§ Task statement
Up to and including the line containing "The idea is", please reproduce the lines of the listing below, starting from the top.
- - -
PR #306, opened 2022-07-19
Issue #143: Store config version history

### LINKED ISSUE #143: Store a version history of workflows
The idea is that for any log of an instance we can see the configuration for that workflow at the point in time it was run.

Thinking the easiest way is when we run a workflow we check it's configuration, export it to yaml, and stash that in a versions table along with a hash of that configuration. We can then store the hash of the config in the data flow table, and when anything changes we unset the hash so we know it needs to be resaved. This means we only save versions of workflows that actually get run.

Also when we eventually clean up the logs of run instances we can delete any version which are no longer referenced.

petersistrom:
Resolves #143

### DIFF
--- a/classes/dataflow.php
+++ b/classes/dataflow.php
@@ -97,6 +97,7 @@ class dataflow extends persistent {
             'userid' => ['type' => PARAM_INT, 'default' => 0],
             'timemodified' => ['type' => PARAM_INT, 'default' => 0],
             'usermodified' => ['type' => PARAM_INT, 'default' => 0],
+            'confighash' => ['type' => PARAM_TEXT, 'default' => ''],
         ];
     }
 
@@ -663,5 +664,23 @@ class dataflow extends persistent {
 
         // Updates the stored config.
         $this->config = Yaml::dump((array) $config, 2, 4, Yaml::DUMP_MULTI_LINE_LITERAL_BLOCK);
+    }
+
+    /**
+     * Saves the current config to the tool_dataflows_versions table
+     *
+     */
+    public function save_config_version() {
+        global $DB;
+
+        $config = $this->config;
+        $configyaml = $this->config = Yaml::dump((array) $config, 2, 4, Yaml::DUMP_MULTI_LINE_LITERAL_BLOCK);
+        $newconfighash = sha1($configyaml);
+
+        // Updates the stored config.
+        $DB->insert_record('tool_dataflows_versions',
+            (object) ['dataflowid' => $this->id, 'confighash' => $newconfighash, 'configyaml' => $configyaml]);
+
+        $DB->update_record('tool_dataflows', (object) ['id' => $this->id, 'confighash' => $newconfighash]);
     }
 }
--- a/classes/dataflow.php
+++ b/classes/dataflow.php
@@ -665,9 +665,9 @@ class dataflow extends persistent {
         // Updates the stored config.
         $this->config = Yaml::dump((array) $config, 2, 4, Yaml::DUMP_MULTI_LINE_LITERAL_BLOCK);
     }
+
     /**
      * Saves the current config to the tool_dataflows_versions table
-     *
      */
     public function save_config_version() {
         global $DB;
--- a/classes/dataflow.php
+++ b/classes/dataflow.php
@@ -665,22 +665,24 @@ class dataflow extends persistent {
         // Updates the stored config.
         $this->config = Yaml::dump((array) $config, 2, 4, Yaml::DUMP_MULTI_LINE_LITERAL_BLOCK);
     }
-
     /**
      * Saves the current config to the tool_dataflows_versions table
      *
      */
     public function save_config_version() {
         global $DB;
+        if (empty($this->confighash)) {
+            $config = $this->export();
+            $configyaml = Yaml::dump((array) $config, 2, 4, Yaml::DUMP_MULTI_LINE_LITERAL_BLOCK);
+            $newconfighash = sha1($configyaml);
 
-        $config = $this->config;
-        $configyaml = $this->config = Yaml::dump((array) $config, 2, 4, Yaml::DUMP_MULTI_LINE_LITERAL_BLOCK);
-        $newconfighash = sha1($configyaml);
-
-        // Updates the stored config.
-        $DB->insert_record('tool_dataflows_versions',
-            (object) ['dataflowid' => $this->id, 'confighash' => $newconfighash, 'configyaml' => $configyaml]);
-
-        $DB->update_record('tool_dataflows', (object) ['id' => $this->id, 'confighash' => $newconfighash]);
+            // Inserts the stored config if it is a new config.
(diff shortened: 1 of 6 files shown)


classes/dataflow.php
```diff
@@ -664,4 +665,22 @@ public function set_var($name, $value) {
...
+    public function save_config_version() {
+        global $DB;
+
+        $config = $this->config;
+        $configyaml = $this->config = Yaml::dump((array) $config, 2, 4, Yaml::DUMP_MULTI_LINE_LITERAL_BLOCK);
+        $newconfighash = sha1($configyaml);
+
+        // Updates the stored config.
+        $DB->insert_record('tool_dataflows_versions',
+            (object) ['dataflowid' => $this->id, 'confighash' => $newconfighash, 'configyaml' => $configyaml]);
```
keevan, line 682: I know the issue mentions the configuration, but doesn't configuration also encompass name, alias, dependencies, step type, etc?

classes/dataflow.php
```diff
@@ -664,4 +665,22 @@ public function set_var($name, $value) {
...
+     */
+    public function save_config_version() {
+        global $DB;
+
+        $config = $this->config;
+        $configyaml = $this->config = Yaml::dump((array) $config, 2, 4, Yaml::DUMP_MULTI_LINE_LITERAL_BLOCK);
+        $newconfighash = sha1($configyaml);
+
+        // Updates the stored config.
+        $DB->insert_record('tool_dataflows_versions',
```
brendanheywood, line 681: Should also be an upsert? ie you could change the config back to the same as a previous state so it will have the same hash as before

classes/dataflow.php
brendanheywood: I'd expect a full export and hash that then throw away the export, it should call $this->export()

classes/local/execution/engine.php
```diff
@@ -298,6 +298,10 @@ public function finalise() {
 
             // Stores a dump of the current engine state as the finalstate of the run.
             if (isset($this->run)) {
+                // If confighash is empty save config version.
+                if ($this->dataflow->confighash === null || $this->dataflow->confighash === "") {
```
brendanheywood, line 302: Might be better to move all logic around when to skip a save into save_config_version

classes/dataflow.php
petersistrom: In that case should it just be a check if the record with that hash exists, if not then insert? As there is nothing to update if the hash already exists.

classes/dataflow.php
petersistrom: Updated to $this->export()

classes/local/execution/engine.php
petersistrom: Moved logic to save_config_version

classes/dataflow.php
```diff
@@ -664,4 +665,26 @@ public function set_var($name, $value) {
...
         $this->config = Yaml::dump((array) $config, 2, 4, Yaml::DUMP_MULTI_LINE_LITERAL_BLOCK);
     }
+
+    /**
+     * Saves the current config to the tool_dataflows_versions table
+     *
+     */
+    public function save_config_version() {
+        if ($this->confighash === null || $this->confighash === "") {
+            global $DB;
```
keevan, line 675: Global vars should be defined at the top of the function regardless of when they are used.

classes/dataflow.php
```diff
@@ -664,4 +665,26 @@ public function set_var($name, $value) {
         // Updates the stored config.
         $this->config = Yaml::dump((array) $config, 2, 4, Yaml::DUMP_MULTI_LINE_LITERAL_BLOCK);
     }
+
+    /**
+     * Saves the current config to the tool_dataflows_versions table
+     *
```
keevan, line 671: Unnecessary whitespace here.

classes/dataflow.php
```diff
@@ -664,4 +665,26 @@ public function set_var($name, $value) {
...
+     */
+    public function save_config_version() {
+        if ($this->confighash === null || $this->confighash === "") {
```
keevan, line 674:
```suggestion
        if ($this->confighash === null || $this->confighash === '') {
```

keevan: The only reason this would not work is when it's equal to zero, which is unlikely so an empty check seems more fitting here.

classes/dataflow.php
```diff
@@ -664,4 +665,26 @@ public function set_var($name, $value) {
...
+            global $DB;
+
+            $config = $this->export();
+            $configyaml = Yaml::dump((array)$config, 2, 4, Yaml::DUMP_MULTI_LINE_LITERAL_BLOCK);
```
keevan, line 678: Can you please ensure there is a space before and after the `(cast)` as shown in the example referenced below:

```suggestion
            $configyaml = Yaml::dump((array) $config, 2, 4, Yaml::DUMP_MULTI_LINE_LITERAL_BLOCK);
```

https://www.php-fig.org/psr/psr-12/#61-unary-operators

classes/dataflow.php
```diff
@@ -664,4 +665,26 @@ public function set_var($name, $value) {
...
+            $newconfighash = sha1($configyaml);
+
+            // Inserts the stored config if it is a new config.
+            if (!$DB->record_exists('tool_dataflows_versions', array('dataflowid' => $this->id, 'confighash' => $newconfighash))) {
```
keevan, line 682: Could you please use square brackets shorthand for arrays instead of the "array" language construct.

classes/dataflow.php
```diff
@@ -664,4 +665,26 @@ public function set_var($name, $value) {
...
+                $DB->insert_record('tool_dataflows_versions',
+                    (object)['dataflowid' => $this->id, 'confighash' => $newconfighash, 'configyaml' => $configyaml]);
```
keevan, line 684: Can you please ensure there is a space before and after the `(cast)` as shown in the example referenced below:

https://www.php-fig.org/psr/psr-12/#61-unary-operators

classes/dataflow.php
```diff
@@ -664,4 +665,26 @@ public function set_var($name, $value) {
...
+            }
+            // Set the config hash in dataflows table.
+            $DB->update_record('tool_dataflows', (object)['id' => $this->id, 'confighash' => $newconfighash]);
```
keevan, line 687: Can you please ensure there is a space before and after the `(cast)` as shown in the example referenced below:

https://www.php-fig.org/psr/psr-12/#61-unary-operators

classes/dataflow.php
```diff
@@ -664,4 +665,24 @@ public function set_var($name, $value) {
         // Updates the stored config.
         $this->config = Yaml::dump((array) $config, 2, 4, Yaml::DUMP_MULTI_LINE_LITERAL_BLOCK);
     }
+    /**
```
keevan, line 668: `Expected 1 blank line after function; 0 found`

keevan (commented):
You'll need to bump the version.php and add the bits to the upgrade.php script, but otherwise it seems fine.

keevan (approved):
- - -
§ Response to this task
PR #306, opened 2022-07-19
Issue #143: Store config version history

### LINKED ISSUE #143: Store a version history of workflows
The idea is that for any log of an instance we can see the configuration for that workflow at the point in time it was run.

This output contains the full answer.